Ночь. Коб стоит у окна. Стены и крыши домов, то видимые в свете звезд, то скрытые тьмой, хранят молчание, тих и безлунный небосвод. Только порывы ветра колышут порой ветви деревьев, вытянувшихся выше соседских крыш, вдруг ветер с размаху налетает на угол дома и пытается сдвинуть его с места — но напрасно, — приходится, раздраженно фыркнув, отступить назад. Вот так вот. С какой стати меня, простого человека, так отличили, наслали на меня призраков, спрашивает себя Коб. Важной персоной он не мнил себя никогда. Даже на «заре жизни» — ну кем он был? Разумеется, не героем из легенды. Самым обыкновенным человеком, с женой и детьми (один ребенок, бедняжка Мариам умерла в младенчестве). Владел печатно-переплетной мастерской, где ему помогали несколько наемных рабочих и пара подмастерьев, еще у него имелся дом на окраине города, а при нем двор с поросшей травой лужайкой и фруктовым садом. Что тут такого особенного? Неприглядных, тайных привычек самого пустячного свойства у него было мало, друзей — раз-два и обчелся. Но подспудно не давало покоя ощущение… тщетности… или даже стыда за то, что не добился в жизни большего.
Короче говоря, он ничем не отличался от любого другого старика его возраста и положения в этом городишке, где с востока открывался вид на холмы, верхушки которых неровно поросли лесом, нижние террасы тщательно обработаны под виноградники, а с запада простирались плоские равнины, фермы, пастбища и кустарники, выходившие к большой реке. Если идти по грязным дорогам на север, придешь в какой-нибудь город, похожий на Нидеринг, где живет множество таких людей, как Коб, а еще дальше на север будет Клаггасдорф, самый большой город в стране. Там-то, в Клаггасдорфе, давным-давно Коб служил в подмастерьях у переплетчика Хирама.
Разносчик Амос, отец Коба, был преисполнен гордости, когда подписал бумагу и заплатил наличными за учебу сына: ведь договор означал, что со временем его сын займет более высокое положение в обществе, чем Амос. А то и титулованной особой станет — князь Коб! И как только ему исполнилось четырнадцать, мальчик с трепетом покинул родной дом, чтобы отправиться за сто лиг в незнакомое загадочное место!

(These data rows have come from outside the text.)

PR #1330, opened 2017-06-22
[ll] D3D12 backend MVP

### LINKED ISSUE #1353: [ll] Mapping size/offset semantics
Currently, `write_mapping` gets the `offset` and `size` parameters in `T` units. This appears slightly inconsistent with other `Factory` methods (e.g. `create_buffer`) that work with bytes. I believe that even though we technically can treat the buffer as typed, given the `T` knowledge, we should be consistent with our `offset` and `size`, and treat them in bytes.

@msiglreith thoughts?

kvark:
Fixes #1353
Also brings some improvements to core and metal backends.

### DIFF
--- a/src/backend/dx12ll/src/command.rs
+++ b/src/backend/dx12ll/src/command.rs
@@ -13,7 +13,7 @@
 // limitations under the License.
 
 use comptr::ComPtr;
-use std::{cmp, mem, ptr, ops};
+use std::{cmp, mem, ptr};
 use winapi::{self, UINT, UINT64, FLOAT};
 
 use core::{self, command, memory, pso, state, target, IndexType, VertexCount, VertexOffset};
--- a/src/backend/dx12ll/src/command.rs
+++ b/src/backend/dx12ll/src/command.rs
@@ -13,7 +13,7 @@
 // limitations under the License.
 
 use comptr::ComPtr;
-use std::{mem, ptr, ops};
+use std::{cmp, mem, ptr, ops};
 use winapi::{self, UINT, UINT64, FLOAT};
 
 use core::{self, command, memory, pso, state, target, IndexType, VertexCount, VertexOffset};
@@ -110,7 +110,6 @@ impl CommandBuffer {
     fn copy_buffer_to_image(&mut self, buffer: &native::Buffer, image: &native::Image,
                             _layout: memory::ImageLayout, regions: &[command::BufferImageCopy]) {
         //TODO: handle layout?
-        assert_eq!(image.row_pitch % winapi::D3D12_TEXTURE_DATA_PITCH_ALIGNMENT as usize, 0);
         let mut src = winapi::D3D12_TEXTURE_COPY_LOCATION {
             pResource: buffer.resource.as_mut_ptr(),
             Type: winapi::D3D12_TEXTURE_COPY_TYPE_PLACED_FOOTPRINT,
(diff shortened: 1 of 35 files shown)


src/backend/dx12ll/src/factory.rs
```diff
@@ -97,17 +97,71 @@ impl Factory {
         }
         Ok(native::ShaderLib { shaders: shader_map })
     }
+
+    pub fn create_descriptor_heap_impl(device: &mut ComPtr<winapi::ID3D12Device>,
```
msiglreith: Could you annotate that this as an non-shader visible/cpu heap?

src/backend/dx12ll/src/lib.rs
```diff
@@ -130,8 +136,26 @@ impl core::Adapter for Adapter {
...
+        // https://msdn.microsoft.com/en-us/library/windows/desktop/dn788678(v=vs.85).aspx
+        let heap_types = vec![
+            core::HeapType {
+                id: 0,
+                properties: memory::DEVICE_LOCAL,
+                heap_index: 1,
+            },
+            core::HeapType {
+                id: 1,
+                properties: memory::CPU_VISIBLE | memory::CPU_CACHED,
```
msiglreith: Does D3D12 have non-coherent memory? Vulkan requires to explicitly flush non-coherent memory via `vkFlush/InvalidateMappedMemoryRanges`. I don't recall if there is a similar restriction on d3d12 (map/unmap?).

kvark:
Progress is real, landing imminent:
gfx-dx12

src/backend/dx12ll/src/command.rs
```diff
@@ -1,575 +1,726 @@
...
+    }
+
+    fn copy_image_to_buffer(&mut self) {
+        unimplemented!()
+    }
+
+    fn clear_color(&mut self, rtv: &native::RenderTargetView, value: command::ClearColor) {
+        let clear_color = match value {
+            command::ClearColor::Float(c) => c,
+            command::ClearColor::Int(c) => [c[0] as FLOAT, c[1] as FLOAT, c[2] as FLOAT, c[3] as FLOAT], // TODO: error?
```
msiglreith: (Casts are probably wrong here, requiring to keep the same bits but that's something we rather need to test in the future..)

src/backend/dx12ll/src/command.rs
```diff
@@ -1,575 +1,726 @@
...
+macro_rules! impl_render_pass_inline_buffer {
+    ($graphics_buffer:ident) => {
+        impl command::RenderPassInlineBuffer<$graphics_buffer, R> for RenderPassInlineBuffer {
+            fn begin(command_buffer: &mut Encoder<$graphics_buffer>,
+                     render_pass: &RenderPass,
+                     framebuffer: &FrameBuffer,
+                     render_area: target::Rect,
+                     clear_values: &[command::ClearValue]
+            ) -> Self {
+				let color_views = framebuffer.color.iter().map(|view| view.handle).collect::<Vec<_>>();
```
msiglreith: nit: formatting

src/backend/dx12ll/src/command.rs
```diff
@@ -1,575 +1,726 @@
...
+       			assert!(framebuffer.depth_stencil.len() <= 1);
```
msiglreith: Whats the motivation behind this check?

src/backend/dx12ll/src/native.rs
```diff
@@ -115,28 +125,92 @@ pub struct DepthStencilView {
...
+#[derive(Clone, Debug)]
+pub struct DualHandle {
+    pub cpu: winapi::D3D12_CPU_DESCRIPTOR_HANDLE,
+    pub gpu: winapi::D3D12_GPU_DESCRIPTOR_HANDLE,
+}
+
+#[derive(Clone, Debug)]
 pub struct DescriptorHeap {
+    pub inner: ComPtr<winapi::ID3D12DescriptorHeap>,
+    //TODO: hide members?
```
msiglreith: Sounds like a good place for `pub(crate)` 😄

kvark:
Looks green enough :) Merging, at last!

Клаггасдорф… Название это сулило чудеса и опасности — так казалось тогда Кобу. Сам звук этих слогов уже волновал. Минуло одиннадцать лет, прежде чем Коб возвратился в Нидеринг с женой, чтобы на ее приданое начать собственное дело. За все те годы он уезжал из Клаггасдорфа только три или четыре раза: домой, чтобы побыть возле смертельно больного отца, на книжную ярмарку в Бихес вместе с мастером Хирамом и в деревню — на этот раз надолго с семейством Хирама, чтобы укрыться от беды, грозившей городу во времена Десяти Напастей.
Более заметных событий в его жизни не было. Так почему именно к нему, человеку такой судьбы, прицепились эти привидения? Допустим, рассуждал Коб, эти детишки — не галлюцинации, а вестники, ни больше ни меньше, чем дыхание небес, некие неведомые субстанции, прибывшие из заоблачного царства, которые и сами не осознают своей миссии, как новорожденный не осознает, что перед ним его родители. А человеческий облик и — даже одежда! — христоверов даны им лишь для того, чтобы он их заметил. Так, может, стоит объяснить, кто он таков, кем был и что это были за обстоятельства… Допустим, ему удастся объяснить, что определенные обстоятельства, как он теперь понимает, несмотря на всю их банальность, повлияли на его жизнь куда больше, чем характер. А что, если это именно то, что определило его характер? В таком случае он смиренно, на языке, который, как он полагал, им вряд ли известен, спросит, что им все-таки от него нужно?
Запоздалое желание. Коб пожалел что в молодости слишком много читал. В противном случае жизнь могла бы сложиться счастливее и мысли в его возрасте не путались бы, как теперь. Меньше было бы всякой ненужной чепухи, каши в голове было бы меньше, а оттого — ошибался бы меньше, не смешивал слова и понятия.
Задним умом всякий крепок.
А если суждено ему было стать читателем, на роду написано, что не устоять перед печатным словом, — ну и читал бы себе тексты, составленные строгими комментаторами и моралистами. Как знать, удалось бы в таком случае избежать постигшей его беды?
Его жена — думая о ней, он обнаружил, что позабыл ее имя, но не сомневался, что рано или поздно вспомнит, — так вот жена его, Бог с ним, с ее именем, терпеть не могла, когда он читал. Она была убеждена, что книги он читает никчемные, вредные, что они угрожают его нравственности и духовному здоровью. Она не выносила, когда он читал, еще и потому, что чтение давало ему возможность мысленно отстраняться от нее и детей.